-- Given data follows --

PR #225, opened 2023-07-17
feat: Sveltekit support

AlanAcDz:
Added support for Svelte and Sveltekit

- Created Sveltekit handle hook for API route handler in uploadthing package
- Created package for Svelte support with:
  - Custom "createUploader" function to pass typed props to components
  - Upload Button with progress indicator
  - Upload Dropzone with progress indicator
- Created example Sveltekit app to showcase components
- Updated docs to include Sveltekit stuff


AlanAcDz:
Ok so I'm pretty sure this should pass the CI check now. My bad, this is my first contribution to OS hehe

.prettierignore
```diff
@@ -24,3 +24,6 @@ yarn-error.log*
 dist
 .solid
 pnpm-lock.yaml
+
+.svelte-kit
+.vscode
```
markflorkowski, line 29: any particular reason for this?

examples/sveltekit/.gitignore
```diff
@@ -0,0 +1,10 @@
+.DS_Store
```
markflorkowski, line 1: Is there any reason why this needs a separate `.gitignore` from the one at the root of the repo?

packages/config/eslint/index.js
```diff
@@ -8,7 +8,7 @@ const config = {
     "plugin:@typescript-eslint/recommended-requiring-type-checking",
   ],
   parser: "@typescript-eslint/parser",
-  plugins: ["@typescript-eslint", "import"],
+  plugins: ["@typescript-eslint", "import", "svelte3"],
```
markflorkowski, line 11: We may want to break down the eslint config as to not include rules/plugins that are not used in every package. 

https://eslint.org/docs/latest/use/configure/configuration-files#cascading-and-hierarchy

cc @juliusmarminge @t3dotgg

packages/svelte/.gitignore
```diff
@@ -0,0 +1,11 @@
+.DS_Store
```
markflorkowski, line 1: Same as above, is this necessary to be separate from the `.gitignore` at the root of the repo?

packages/svelte/src/lib/component/UploadDropzone.svelte
```diff
@@ -0,0 +1,128 @@
...
+  import { classNames, generateClientDropzoneAccept } from "uploadthing/client";
+  import type { FileRouter } from "uploadthing/server";
+
+  import { INTERNAL_uploadthingHookGen } from "../useUploadThing";
+  import Dropzone from "./Dropzone.svelte";
+  import {
+    allowedContentTextLabelGenerator,
+    generatePermittedFileTypes,
+    progressHeights,
+    type UploadthingComponentProps,
```
markflorkowski, line 13: separate type imports preferred. I thought I had a lint rule for this 🤔

packages/svelte/src/lib/component/Dropzone.svelte
```diff
@@ -0,0 +1,338 @@
...
+    dragEnter: Event;
+    dragLeave: Event;
+    dragOver: Event;
+    dropAccepted: { acceptedFiles: InputFile[]; event: Event };
+    dropRejected: { rejectReasons: FileRejectReason[]; event: Event };
+    fileDialogCancel: void;
+  }
+
+  // default props
+  export let disabled = false;
```
markflorkowski, line 35: Are these intentionally exported? Could they be an object instead of a doze exports?

packages/svelte/src/routes/+page.svelte
```diff
@@ -0,0 +1,3 @@
+<h1>Welcome to your library project</h1>
```
markflorkowski, line 1: Is this file required?

.prettierignore
AlanAcDz: The .svelte-kit folder is auto generated by SvelteKit and should not be checked by prettier. I guess the .vscode one is unnecessary

examples/sveltekit/.gitignore
AlanAcDz: Not at all, will remove it

packages/svelte/src/lib/component/UploadDropzone.svelte
AlanAcDz: Let me check if there's an issue with linting in svelte files

packages/svelte/src/lib/component/Dropzone.svelte
AlanAcDz: Sure, I'll make them an object

packages/svelte/src/routes/+page.svelte
AlanAcDz: Honestly not sure, I guess not. I'll look into it

packages/config/eslint/index.js
juliusmarminge: Yes we can have multiple presets and then packages extends only what it needs:

https://github.com/t3-oss/create-t3-turbo/tree/main/packages/config/eslint

https://github.com/t3-oss/create-t3-turbo/blob/f73087c2422fd855c0e76ea69c66dcd6fed1e719/apps/nextjs/package.json#L46-L53

https://github.com/t3-oss/create-t3-turbo/blob/f73087c2422fd855c0e76ea69c66dcd6fed1e719/packages/api/package.json#L26-L31

I can do that tonight

packages/svelte/src/lib/component/UploadDropzone.svelte
AlanAcDz: Ok so I had to change `eslint-plugin-svelte3` cause it isn't compatible with svelte 4, the new one is `eslint-plugin-svelte`.

But, I had to put the svelte eslint overrides in the `.eslintrc.cjs` file, cause it does not work if I put it in the eslint config package.

Also, the new plugin does not detect generics in svelte components, so I had to put a bunch of eslint-disable comments, which is... unfortunate. There's already an [issue](https://github.com/sveltejs/svelte-eslint-parser/issues/306) for it

markflorkowski: Still looks like this is not separated :/

AlanAcDz: I'm not sure you're looking at the latest changes though 😅

Captura de pantalla 2023-07-27 124708

markflorkowski: Huh, I guess Github is diffing incorrectly 😭

docs/src/pages/sveltekit.mdx
```diff
@@ -0,0 +1,257 @@
...
+# Getting Started with SvelteKit
+
+Make sure you
+[install the packages and get your env variables first](/getting-started)
+
+## Package Setup
+
+<Steps>
+
+### Install the packages
```
t3dotgg, line 12: Increasingly feel like I need to make a shared component for this setup that takes the `additionalPackages` as props. Not for this PR, just a note for myself for the future

docs/src/pages/sveltekit.mdx
```diff
@@ -0,0 +1,257 @@
...
+
+### Add env variables
+
+```bash copy
+UPLOADTHING_SECRET=... # A secret key for your app (starts with sk_live_)
+UPLOADTHING_APP_ID=... # Your app id
+```
+
+<Callout type="warning">
+  If you don't already have a uploadthing secret key, [sign up](/create-account)
```
t3dotgg, line 46: `an` UploadThing secret key

docs/src/pages/sveltekit.mdx
```diff
@@ -0,0 +1,257 @@
...
+});
+```
+
+If you need multiple handle hooks in your application take a look at the
+[sequence](https://kit.svelte.dev/docs/modules#sveltejs-kit-hooks-sequence)
+helper function from SvelteKit.
+
+### Creating The UploadThing Components (optional)
+
+Generating components let's you pass your generic `FileRouter` once and then
```
t3dotgg, line 176: lets*

packages/svelte/src/lib/component/Uploader.svelte
```diff
@@ -0,0 +1,26 @@
+<script lang="ts" generics="TRouter extends FileRouter">
+  // This eslint comment is because eslint-plugin-svelte does not support component generics as of yet:
```
t3dotgg, line 2: This is incredibly sad but I appreciate you for calling it out

t3dotgg (approved):
Looks good to me! Would love to get a more svelte-y person to review if possible

AlanAcDz:
Awesome! I was actually in the process of updating the eslint setup and adding support for theming to the components, I just need to update the docs now (and check twice for typos haha)

packages/svelte/src/lib/component/Uploader.svelte
AlanAcDz: Yeah it's a bummer, but I did find a workaround for it :)

AlanAcDz:
This should have the latest changes from the main packages now. ESlint issues have been fixed and docs have been updated.
I apologize if this requires a new review, I was mostly done updating things when it got approved 😅

docs/src/pages/sveltekit.mdx
```diff
@@ -0,0 +1,331 @@
...
+
+<Callout type="warning">
+  If you don't already have an UploadThing secret key, [sign
+  up](/create-account) and create one from the
+  [dashboard!](https://uploadthing.com/dashboard)
+</Callout>
+
+### Define process in vite.config
+
+UploadThing internals use process.env which is not defined in vite, so it is
```
juliusmarminge, line 53: This can be removed now

docs/src/pages/sveltekit.mdx
```diff
@@ -0,0 +1,331 @@
...
+- (Optional) `middleware` to authenticate and tag requests
+- `onUploadComplete` callback for when uploads are completed
+
+```ts copy filename="src/lib/server/uploadthing.ts"
+import { createUploadthing } from "uploadthing/sveltekit";
+import type { FileRouter } from "uploadthing/sveltekit";
+
+const f = createUploadthing();
+
+export const uploadRouter = {
```
juliusmarminge, line 89: Can you make this router match the other adapters? We have a specific page for fileroutes which shows more detail so the introduction/quickstart only needs the basic

packages/svelte/src/lib/component/shared.ts
```diff
@@ -0,0 +1,108 @@
...
+} from "@uploadthing/shared";
+import type { UploadFileResponse } from "uploadthing/client";
+import type {
+  ErrorMessage,
+  FileRouter,
+  inferEndpointInput,
+  inferErrorShape,
+} from "uploadthing/server";
+
+export const generatePermittedFileTypes = (config?: ExpandedRouteConfig) => {
```
juliusmarminge, line 13: Fyi, These helper functions will be exported from uplodthing/client once the solid theming pr is merged

packages/svelte/src/lib/component/shared.ts
```diff
@@ -0,0 +1,108 @@
...
+ * })
+ */
+export function createUploader<TRouter extends FileRouter>(
+  props: FileRouter extends TRouter
+    ? ErrorMessage<"You forgot to pass the generic">
+    : UploadthingComponentProps<TRouter>,
+) {
+  // Cast back to UploadthingComponentProps<TRouter> to get the correct type
+  // since the ErrorMessage messes it up otherwise
+  return props as UploadthingComponentProps<TRouter>;
```
juliusmarminge, line 107: Is it intentional to just return props here?

packages/uploadthing/src/sveltekit.ts
```diff
@@ -0,0 +1,33 @@
...
+      if (request.method === "POST") {
+        return POST(request);
+      }
+      if (request.method === "GET") {
+        return GET();
+      }
+    }
+    return resolve(event);
+  };
+};
```
juliusmarminge, line 33: Can't sveltekit just use the /server entrypoint? Trying to avoid too many entrypoints, especially when they're all using Request/Response

juliusmarminge: I made this change for now. If there is a good reason not to, we can revert

packages/svelte/src/lib/component/shared.ts
juliusmarminge: merged now

packages/svelte/src/lib/component/shared.ts
AlanAcDz: Yes. You cannot just call a Svelte component with a generic type like you can in React, the type must be passed indirectly via props. This function is just a convenience helper to type the uploader props

packages/uploadthing/src/sveltekit.ts
AlanAcDz: I do think having the handle hook is useful, but maybe I can export it from the svelte package instead

AlanAcDz: I went ahead and created the handle hook in the svelte package, although I had to expose the `RouterWithConfig` type, let me know if that's ok

juliusmarminge: > I do think having the handle hook is useful

Why? I'm not saying it's bad I'm just trying to understand what the benefit is?

> I went ahead and created the handle hook in the svelte package

That doesnt make much sense to me, the client side libs doesnt need server code. We can expose a svelte-kit entrypoint if there is a reason for it, but to me it looks like svelte is request/response based so I don't see a reason you can't use that?

I'm also very lost on the difference between server hooks and api routes so might be completely off

AlanAcDz: A server hook in sveltekit acts like a middleware, it can be used for stuff like authentication for example. In this case my idea was to use a server hook to handle the uploadthing api routes, instead of creating a whole extra file to create an actual api route. I've seen other sveltekit libraries do a similar thing, like trpc-sveltekit. Maybe calling it useful was not the right word, it's more like a nice thing to have.

We could also just create the api routes file like with other frameworks, if you think the server hook thing is confusing/not worth it.

AlanAcDz: Decided to let go of the handle hook and just use an API route 😅

sby051:
May I suggest naming the package `sveltekit` specifically instead of just `svelte`? This package is intended for `SvelteKit`-specific use, not with a configuration such as `Vite + Svelte`, so this naming may reduce unwanted confusion of which type of Svelte project configuration it can be used in. 

This naming pattern would also apply to function, variable and export namings, replacing any instance of `Svelte` and `svelte` etc. with `SvelteKit` and `svelteKit` respectively.

AlanAcDz:
> May I suggest naming the package `sveltekit` specifically instead of just `svelte`? This package is intended for `SvelteKit`-specific use, not with a configuration such as `Vite + Svelte`, so this naming may reduce unwanted confusion of which type of Svelte project configuration it can be used in.
> 
> This naming pattern would also apply to function, variable and export namings, replacing any instance of `Svelte` and `svelte` etc. with `SvelteKit` and `svelteKit` respectively.

That's an interesting thought, however, you _could_ technically use the client specific parts of this package (dropzone, upload button, etc) in a Vite + Svelte project if you want, and use whatever other backend that has an uploadthing adapter

AlanAcDz:
Ok who's idea was it to put the "Close with comment" button with no confirmation besides the "Comment" button hahaha

juliusmarminge:
@AlanAcDz would you be up to getting this up to date?

juliusmarminge:
I also agree that package should be named `svelte` since client parts should be usable in any client based svelte app no matter what backend adapter you're using

sbyware:
> I also agree that package should be named `svelte` since client parts should be usable in any client based svelte app no matter what backend adapter you're using

This is fair! No worries at all.

AlanAcDz:
> @AlanAcDz would you be up to getting this up to date?
Sure!

juliusmarminge:
Rebase to main. We've ditched the community repo idea

AlanAcDz:
Is it normal for the checks to time out? I cannot shake the feeling that I messed something up during the rebase 🙃

juliusmarminge:
> Is it normal for the checks to time out? I cannot shake the feeling that I messed something up during the rebase 🙃

I think that was a bug in Bun 1.0.31 - but there's a newer version out now which seems to work

juliusmarminge:
@AlanAcDz 330+ files changed doesn't seem right. is your base branch up to date?

markflorkowski:
> @AlanAcDz 330+ files changed doesn't seem right. is your base branch up to date?

I think this is based off the community branch. I think we may have decided against that route? IIRC we were just going to have a folder inside of the regular main branch? cc @t3dotgg

AlanAcDz:
Oh so that was it, changing the base fixed the 330+ files issue

examples/minimal-sveltekit/vite.config.ts
```diff
@@ -0,0 +1,11 @@
+import { sveltekit } from "@sveltejs/kit/vite";
+import { defineConfig } from "vite";
+
+export default defineConfig({
+  plugins: [sveltekit()],
+  // Uploadthing internals use process.env which is not defined in vite, this is a workaround
+  // https://github.com/vitejs/vite/issues/1973
+  define: {
+    "process.env": {},
+  },
```
juliusmarminge, line 10: this shouldn't be necessary anymore

packages/svelte/package.json
```diff
@@ -0,0 +1,66 @@
...
+    "!dist/**/*.test.*",
+    "!dist/**/*.spec.*"
+  ],
+  "peerDependencies": {
+    "svelte": "^4.0.0",
+    "uploadthing": "workspace:6.5.2"
+  },
+  "dependencies": {
+    "@uploadthing/shared": "workspace:6.3.4",
+    "attr-accept": "^2.2.2",
```
juliusmarminge, line 36: shouldn't be necessary if you use our internal dropzone package as base

packages/svelte/src/app.d.ts
juliusmarminge, line 1: needed for libs too?

packages/svelte/src/app.html
juliusmarminge, line 1: same as above, needed for libs?

packages/svelte/src/lib/component/Dropzone.svelte
```diff
@@ -0,0 +1,364 @@
+<script lang="ts">
```
juliusmarminge, line 1: can you refactor this to use our `@uploadthing/dropzone/core` ?

packages/svelte/src/lib/useUploadThing.ts
```diff
@@ -0,0 +1,151 @@
...
+import type {
+  GenerateTypedHelpersOptions,
+  UploadthingComponentProps,
+  UseUploadthingProps,
+} from "./types";
+import { createFetch } from "./utils/createFetch";
+
+declare const globalThis: {
+  __UPLOADTHING?: EndpointMetadata;
+};
```
juliusmarminge, line 22: do you ever inject this?

packages/svelte/src/lib/utils/dropzone.ts
juliusmarminge, line 1: same here, refactor to use `@uploadthing/dropzone/core`

packages/svelte/src/lib/utils/styles.ts
juliusmarminge, line 1: isn't the required helpers exported from `uploadthing/client`?

packages/svelte/src/app.d.ts
AlanAcDz: It's not, I'll remove it

packages/svelte/src/app.html
AlanAcDz: Unfortunately it looks like it is 🤔

packages/svelte/src/lib/component/Dropzone.svelte
AlanAcDz: Sure!

packages/svelte/src/lib/component/UploadButton.svelte
```diff
@@ -0,0 +1,263 @@
...
+    uploadProgress: number;
+    fileTypes: string[];
+  };
+
+  type UploadButtonAppearance = {
+    container?: StyleField<ButtonStyleFieldCallbackArgs>;
+    button?: StyleField<ButtonStyleFieldCallbackArgs>;
+    allowedContent?: StyleField<ButtonStyleFieldCallbackArgs>;
+    clearBtn?: StyleField<ButtonStyleFieldCallbackArgs>;
+  };
```
juliusmarminge, line 47: I think we may need to adjust the types here to adjust for Svelte?

CleanShot 2024-03-21 at 21 58 27@2x

packages/svelte/src/lib/component/UploadButton.svelte
```diff
@@ -0,0 +1,263 @@
...
+
```
juliusmarminge, line 48: the `content` prop seems to be missing?

juliusmarminge: or is that what the `<slot>`'s are for? might need some docs for that if so

AlanAcDz: Yes that's what the `<slot>`'s are for, I thought I added that in the docs 🤔 might need to update them

docs/src/pages/getting-started/svelte.mdx
```diff
@@ -1 +1,311 @@
...
+
+## Theming Svelte components
+
+Check out our [theming guide](/theming) to know the basics about
+[components anatomy](/theming#components-anatomy) and
+[theming props](/theming#theming-props) as they still apply to
+`@uploadthing/svelte`.
+
+However, [content customization](/theming#content-customization) makes use of
+Svelte's named slots and slot props.
```
juliusmarminge, line 276: Nice! Include a link back here in the /theming#content-customization docs too:

> If you're using svelte, checkout the svelte docs...

examples/minimal-sveltekit/src/routes/+page.svelte
```diff
@@ -0,0 +1,50 @@
+<script lang="ts">
+  import { createUploader, useUploadThing } from "$lib/utils/uploadthing";
+
+  import { Uploader } from "@uploadthing/svelte";
+
+  import "@fontsource-variable/inter";
+
+  const uploader = createUploader({
+    endpoint: "videoAndImage",
```
juliusmarminge, line 9: Nit - but to keep consistency in the APIs, shouldn't endpoint be a positional argument here?

AlanAcDz:
I think there are some issues that are making the CI checks to fail but are not related to this PR 🤔. 
There's this issue when running `bun run test`, taken from the gh action logs:

```
Error: Playwright Test did not expect test() to be called here.
Most common reasons include:
- You are calling test() in a configuration file.
- You are calling test() in a file that is imported by the configuration file.
- You have two different versions of @playwright/test. This usually happens
  when one of the dependencies in your package.json depends on @playwright/test.
 ❯ TestTypeImpl._currentSuite node_modules/playwright/lib/common/testType.js:71:13
 ❯ TestTypeImpl._createTest node_modules/playwright/lib/common/testType.js:80:24
 ❯ Module.<anonymous> node_modules/playwright/lib/transform/transform.js:257:12
 ❯ examples/backend-adapters/test/smoke.test.ts:7:1
      5| const testFile = (name: string) => path.join(dirname, "test-files", na…
      6| 
      7| test("uploads a single image", async ({ page }) => {
       | ^
      8|   await page.goto("/");
      9|   await page.waitForSelector("text=Hello from Hono!");
```

There are these linting issues in solid's dropzone:

```
/Users/alan/Documents/Dev work/OS Projects/uploadthing/packages/dropzone/src/solid.tsx
   81:11  error  Prefer using an optional chain expression instead, as it's more concise and easier to read  @typescript-eslint/prefer-optional-chain
  238:9   error  Prefer using an optional chain expression instead, as it's more concise and easier to read  @typescript-eslint/prefer-optional-chain

✖ 2 problems (2 errors, 0 warnings)
  2 errors and 0 warnings potentially fixable with the `--fix` option.

error: script "lint" exited with code 1
```

And then I'm running into this issue when running or building the docs, not sure what this one means
```
 ⨯ ./src/pages/index.mdx
TypeError: Cannot use 'in' operator to search for 'themes' in txt
[nextra] Error compiling /Users/alan/Documents/Dev work/OS Projects/uploadthing/docs/src/pages/index.mdx.
```

markflorkowski:
Fixed the linting issue, unsure on the cause of the test issues

@juliusmarminge - mind taking a look when you are awake?

Will continue looking into the docs issue too.

juliusmarminge:
Looks like the vitest workspace got confused so it ran all the tests from the svelte package (including some Playwright ones). Added a vitest config seems to have fixed it

juliusmarminge:
really curious waht the docs issue is about...

juliusmarminge:
@AlanAcDz Published a beta from #735 and running into some issues with the devhook getting a 403. Any ideas?

Repo: https://github.com/juliusmarminge/test-svelte-ut

CleanShot 2024-03-26 at 11 21 45@2x

juliusmarminge:
Seems to be fixed by [adding explicit content-type header to the callback](https://github.com/pingdotgg/uploadthing/pull/225/commits/8bed90d7c00997ac5a87824d5f3a5a6307abf4ab): 
CleanShot 2024-03-26 at 13 01 22

packages/shared/src/component-utils.ts
```diff
@@ -76,18 +76,22 @@ export const allowedContentTextLabelGenerator = (
...
 
-type AnyRuntime = "react" | "solid";
+type AnyRuntime = "react" | "solid" | "svelte";
 type MinCallbackArg = { __runtime: AnyRuntime };
 type inferRuntime<T extends MinCallbackArg> = T["__runtime"] extends "react"
   ? "react"
-  : "solid";
+  : T["__runtime"] extends "solid"
+    ? "solid"
+    : "svelte";
```
juliusmarminge, line 85: nit:

```ts
type inferRuntime<T extends MinCallbackArg> = T["__runtime"] extends "react"
  ? "react"
  : T["__runtime"] extends "solid"
    ? "solid"
    : T["__runtime"] extends "solid"
      ? "svelte"
      : never;
```

packages/shared/src/component-utils.ts
```diff
@@ -76,18 +76,22 @@ export const allowedContentTextLabelGenerator = (
...
 
 type ElementEsque<TRuntime extends AnyRuntime> = TRuntime extends "react"
   ? ReactNode
   : JSX.Element;
 type CSSPropertiesEsque<TRuntime extends AnyRuntime> = TRuntime extends "react"
   ? CSSProperties
-  : JSX.CSSProperties;
+  : TRuntime extends "solid"
+    ? JSX.CSSProperties
+    : string;
```
juliusmarminge, line 94: nit:

```ts
type CSSPropertiesEsque<TRuntime extends AnyRuntime> = TRuntime extends "react"
  ? CSSProperties
  : TRuntime extends "solid"
    ? JSX.CSSProperties
    : TRuntime extends "svelte"
      ? string
      : never;
```

juliusmarminge (approved):
This looks good to me!

Some very small nits, maybe align the example more with the Next.js one (we don't use the `<Uploader />` component there, I personally don't see the value with it ;) )

juliusmarminge (changes requested):
Oh no Dropzone seems broken

Uploading CleanShot 2024-03-27 at 22.51.00.mp4…

juliusmarminge:
Fixed so it's selecting files, but it seems the accept prop doesn't quite work.

We're passing `accept: undefined` to the `createDropzone` function, and it doesn't update when the fileTypes has loaded. Some derived state not being reactive??? I have no clue how svelte's reactivity model works...

juliusmarminge:
Button works, dropzone doesnt. We should only be able to select images and videos here:

https://github.com/pingdotgg/uploadthing/assets/51714798/38f32fd8-4894-4b7f-8289-0b34a16d2699

AlanAcDz:
That's weird 🤔 I'll take a look

AlanAcDz:
So there was a weird edge-case with Svelte's reactivity that was causing the issue, should be fixed now

bmdavis419:
I spent a some time with the SvelteKit example and package and it felt good to me, all 3 examples worked, the code makes sense, I did not see any issues, docs had pretty much everything I needed as well. 100% possible I missed something as I'm not as familiar with the product but from what I tested it looks good.

I've spent a lot of time in the SvelteKit world over the last 6 months and I don't think that there are any major conventions that are followed like in react (something pointed out to me recently is that due to how well sveltekit works with normal JS they typically just use the basic JS lib for most things).

The only thing that felt a little out of place is the "useUploadThing". Its not a problem, it just feels very react brained lol. The callback system is great and I really like how you implemented "useUploadThing" my note would just be to maybe rename it to "uploadThing" kinda like how this lib does it (one of the biggest in Svelte land) https://superforms.rocks/concepts/client-validation.

juliusmarminge:
Taking some inspo from the crew at tanstack:

`createUploadThing` -> svelte, solid
`useUploadThing` -> React and Vue

https://tanstack.com/query/v4/docs/framework/svelte/overview
https://tanstack.com/query/v4/docs/framework/react/quick-start
https://tanstack.com/query/v4/docs/framework/vue/quick-start
https://tanstack.com/query/v4/docs/framework/solid/overview#important-differences-between-solid-query--react-query

juliusmarminge (approved):
Awesome work @AlanAcDz! Sorry it took this long to review 

🚢

examples/minimal-sveltekit/src/lib/utils/uploadthing.ts
```diff
@@ -0,0 +1,6 @@
+import { generateSvelteHelpers } from "@uploadthing/svelte";
```
markflorkowski, line 1: Nit: it's coming from the svelte package, calling this `generateSvelteHelpers` is a bit redundant. 

We do the same thing in the React package though I guess 🤔

packages/svelte/src/lib/create-uploadthing.ts
```diff
@@ -0,0 +1,147 @@
...
+  >(
+    endpoint: TEndpoint,
+    props: Omit<
+      UploadthingComponentProps<TRouter, TEndpoint, TSkipPolling>,
+      "endpoint"
+    >,
+  ) => ({ endpoint, ...props });
+};
+
+export const generateSvelteHelpers = <TRouter extends FileRouter>(
```
markflorkowski, line 134: See previous note about this naming.

packages/svelte/src/lib/types.ts
```diff
@@ -0,0 +1,99 @@
...
+   * @example "https://www.example.com/api/uploadthing"
+   *
+   * If relative, host will be inferred from either the `VERCEL_URL` environment variable or `window.location.origin`
+   *
+   * @default (VERCEL_URL ?? window.location.origin) + "/api/uploadthing"
+   */
+  url?: string | URL;
+}
+
+export type UseUploadthingProps<
```
markflorkowski, line 23: Nit: should name match `createUploadthing`?

markflorkowski (approved):

packages/svelte/src/lib/types.ts
juliusmarminge: Yes mb

examples/minimal-sveltekit/src/lib/utils/uploadthing.ts
markflorkowski: leave as is for now. may rethink this in the future, but it should not be locking for this PR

-- Given data concluded --

Problem:
If a line in the material above holds "during", copy it.

Result:
Is it normal for the checks to time out? I cannot shake the feeling that I messed something up during the rebase 🙃
> Is it normal for the checks to time out? I cannot shake the feeling that I messed something up during the rebase 🙃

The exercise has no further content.